For more unique outlooks on life by Don Miller visit his author’s page at http://goo.gl/lomuQf

REPUGNANT

I do find this meme repugnant. This might be the first time I have used the word repugnant…EVER. It is not a word I usually think of but after seeing several of these and similar memes I decided to become repugnant to those who post them. I am going to be short and only address two points of repugnancy.

Point one, the idea that all protesters should go out and find a job is…well…repugnant. I personally have five friends, that I know of, who participated in one or more of the #BlackLivesMatter protests. All are law abiding, don’t want to see our policemen shot down in sniper attacks but yet believe there is a problem with our country as it exists now and also don’t want to see people of color beaten or shot. Actually, despite SOME people’s beliefs, they don’t want to see anyone beaten or shot. All five have jobs. All five have what are called “advanced degrees.” One has Doctor in front of her name. All five have families and just want their children to grow up safe and your children to grow up safe as well. I know this goes against the vision some of you wish to believe but most #BlackLivesMatter protesters just want a better and safer America for everyone.

Second point. The United States has a long tradition of protest. It actually dates back to before the United States was the United States. Anyone remember the Boston Massacre? It began as a protest by a group of people who believed an unjust government and its “minions” was marginalizing them. Granted the protest probably began with one or five too many drinks at a local tavern but it escalated to the hurling of insults and snowballs (maybe rocks too) at British Redcoats guarding the Customs House on Kings Street in Boston. It ended with five dead colonists and was heavily used as propaganda by the likes of Paul Revere and Samuel Adams. In a “no matter how much things change, they remain the same” moment, six of the soldiers were acquitted of their “crimes” and two others were given light sentences. Five dead colonist along with six wounded didn’t seem to amount to much.

Most of that I learned in school. What I didn’t learn, until I studied it on my own, Crispus Attuks, the first casualty of the so-called massacre and maybe the first casualty of the American Revolution, was the son of an African slave father and a Native American mother. I wonder what he would think about his sacrifice now? I think he would find this meme repugnant too.

More of Don Miller’s non-fiction is available at http://www.amazon.com/Don-Miller/e/B018IT38GM

LAUNCHING JUNE 19TH.

I am very fortunate and honored to be included in the multi-contributor anthology, “Why Black Lives Matter (Too)”!

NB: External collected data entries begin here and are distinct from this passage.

PR #805, opened 2022-07-08
disable failing cut algo tests

MialLewis:
**Description of work:**

**To test:**

Fixes #xxxx.

### DIFF
--- a/mslice/tests/cut_algorithm_test.py
+++ b/mslice/tests/cut_algorithm_test.py
@@ -29,7 +29,7 @@ class CutAlgorithmTest(TestCase):
     def tearDown(self) -> None:
         AnalysisDataService.clear()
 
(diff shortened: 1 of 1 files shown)


sf1919:
Quick question - if the cut algorithm tests have been added to the omitted list of tests (assuming thats what the change to ```.coveragerc``` does), why do you need to add x to the start of some of the test names?

MialLewis:
> Quick question - if the cut algorithm tests have been added to the omitted list of tests (assuming thats what the change to `.coveragerc` does), why do you need to add x to the start of some of the test names?

That omitted list just stops `coverage` from checking that the files are covered by unit tests, as opposed to stopping the tests from running themselves (the `x` does that).

sf1919 (approved):
Now that I understand how the tests are being disabled and have been able to check that the number of tests have dropped from 470 to 466 then I'll approve this.

PR #813, opened 2022-08-05
Fix second slice plot opening when changing intensity with icut open

### LINKED ISSUE #807: Second slice plot erroneously opens whilst changing intensities during icut
**Describe the bug**
When changing intensities during an icut, a second slice window can be erroneously opened.

**To Reproduce**
1. Open mslice dataset `MAR21335_Ei60meV`
2. Display Slice
3. Toggle Interactive Cuts
4. Draw region using rectangle selector
5. Change intensity to `chi"(Q,E)` using the `Intensity` dropdown
6. Enter sample temperature of `100`, press ok
7. Observe second slice opened with adjusted intensity, functionality of first slice opened broken

**Expected behaviour**
Should not be possible to open a second slice - second slice should overrite first.

 - MSlice from Mantid 6.4.0

MialLewis:
**Description of work:**
Previously, if changing intensity with `interactive cut` toggled on and an `icut ` open, a second slice plot would appear and the rectangle selector would disappear. 

Also, when changing intensity prior to the plotting of an `icut`, the rectangle selector and CrossCursor will appear upon interacting with the plot.

This PR resolves these issues.

NOTE: It is a minor annoyance that the rectangle selector flickers upon a change of intensity, not sure how to get rid of this so let me know if you have a solution.

**To test:**

_Second Plot Window_
1.  Plot any slice
2.  Toggle `interactive cut` on the `slice plot` window
3.  Use the rectangle selector to plot an `icut`
4.  Change the intensity type use the intensity drop down menu of the `slice plot` window.
5. Observe the current slice plot intensity is corrected and that the rectangle selector remains in place.

_Disappearing Slice_
1. Plot any slice
2. Toggle` interactive cut` on the `slice plot`.
3. Change the intensity type use the intensity drop down menu of the `slice plot` window.
4. Use the rectangle selector to take an `icut`
5. Observe CrossCursor remains, and that drawn rectangle is visible

Fixes #807 and #812.

### DIFF
--- a/mslice/plotting/globalfiguremanager.py
+++ b/mslice/plotting/globalfiguremanager.py
@@ -485,6 +485,10 @@ class GlobalFigureManager(object):
         cls._disable_make_current = False
 
     @classmethod
+    def make_current_disabled(cls):
+        return cls._disable_make_current
+
+    @classmethod
     def all_figure_numbers(cls):
         """An iterator over all figure numbers"""
         return list(cls._figures.keys())
--- a/mslice/plotting/plot_window/interactive_cut.py
+++ b/mslice/plotting/plot_window/interactive_cut.py
@@ -116,7 +116,11 @@ class InteractiveCut(object):
         self.slice_plot.plot_window.action_interactive_cuts.setChecked(False)
 
     def refresh_rect_selector(self, ax):
+        extents = self.rect.extents
         self.rect = RectangleSelector(ax, self.plot_from_mouse_event,
                                       drawtype='box', useblit=True,
                                       button=[1, 3], spancoords='pixels', interactive=True)
+        if self._rect_pos_cache:
+            self.rect.to_draw.set_visible(True)
+            self.rect.extents = extents
         self.slice_plot.set_cross_cursor()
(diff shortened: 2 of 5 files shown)


SilkeSchomann:
There are a few QT messages appearing when the intensity is changed:

```
QWidget::repaint: Recursive repaint detected
QWidget::paintEngine: Should no longer be called
QPainter::begin: Paint device returned engine == 0, type: 1
QPainter::end: Painter not active, aborted
```
Not sure if this causes the rectangle selector to flicker. I've only noticed this behaviour as it was explained in the PR, otherwise I would probably not even have spotted it!

SilkeSchomann (approved):
Looks good and works as described.

MialLewis:
> There are a few QT messages appearing when the intensity is changed:
> 
> ```
> QWidget::repaint: Recursive repaint detected
> QWidget::paintEngine: Should no longer be called
> QPainter::begin: Paint device returned engine == 0, type: 1
> QPainter::end: Painter not active, aborted
> ```
> 
> Not sure if this causes the rectangle selector to flicker. I've only noticed this behaviour as it was explained in the PR, otherwise I would probably not even have spotted it!

Thanks, will take a look at this.

PR #970, opened 2026-06-25
Fix LT-22586: Normalize Word export content to NFC

jasonleenaylor:
* Normalize the OpenXML <w:t> run text in place (new DocFragment.NormalizeText) and the letter-header string
* Add regression tests GenerateWordDocForEntry_GeneratesNFC and GenerateLetterHeaderDocFragment_GeneratesNFC

Co-Authored-By: Claude Opus 4.8 <noreply@anthropic.com>

- - -
This change is [Reviewable](https://reviewable.io/reviews/sillsdev/FieldWorks/970)

### DIFF
--- a/Src/xWorks/xWorksTests/LcmWordGeneratorTests.cs
+++ b/Src/xWorks/xWorksTests/LcmWordGeneratorTests.cs
@@ -18,6 +18,7 @@ using SIL.FieldWorks.Common.Widgets;
 using SIL.LCModel;
 using SIL.LCModel.Core.KernelInterfaces;
 using SIL.LCModel.Core.Text;
+using SIL.LCModel.Core.WritingSystems;
 using SIL.LCModel.DomainServices;
 using SIL.WritingSystems;
 using SIL.TestUtilities;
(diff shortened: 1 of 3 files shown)


Src/xWorks/xWorksTests/LcmWordGeneratorTests.cs
```diff
@@ -599,6 +600,65 @@ public void GenerateWordDocForEntry_LineBreaksInBeforeContentWork()
...
+			var nfdHeadword = CustomIcu.GetIcuNormalizer(FwNormalizationMode.knmNFD).Normalize("자ㄱㄴ시"); // Korean
+			entry.CitationForm.set_String(wsKo, TsStringUtils.MakeString(nfdHeadword, wsKo));
+			var storedHeadword = entry.CitationForm.get_String(wsKo);
+			Assert.That(storedHeadword.get_IsNormalizedForm(FwNormalizationMode.knmNFD), "Should be NFDecomposed in memory");
+			Assert.That(storedHeadword.Text.Length, Is.EqualTo(6), "NFD headword should have 6 codepoints");
+
+			//SUT
+			var result = ConfiguredLcmGenerator.GenerateContentForEntry(entry, mainEntryNode, null, DefaultSettings, 0) as DocFragment;
+			Assert.That(result, Is.Not.Null, "Results should have been generated");
+			var tsResult = TsStringUtils.MakeString(result.ToString(), wsKo);
```
hahn-kev: is there a reason we convert it into a ts string before testing?

jasonleenaylor: No, not really. It has a symmetry with the code setting the string in the model but it doesn't add any value. It is correct code with an unnecessary wrapper. I'll simplify it since you asked and made me think about it. :)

Recognizing that the fight for social justice and equality is bigger than any one person and that there is room for diverse talents and expertise of anyone who is committed to freedom, this multi-contributor anthology comprises curated essays written by 50 social justice advocates from across the nation.

Our release date, June 19th, is set to coincide with Juneteenth—also known as Independence Day or Freedom Day—a holiday commemorating the announcement of the abolition of slavery in Texas in June 1865, and more generally the emancipation of African American slaves throughout the Confederate South.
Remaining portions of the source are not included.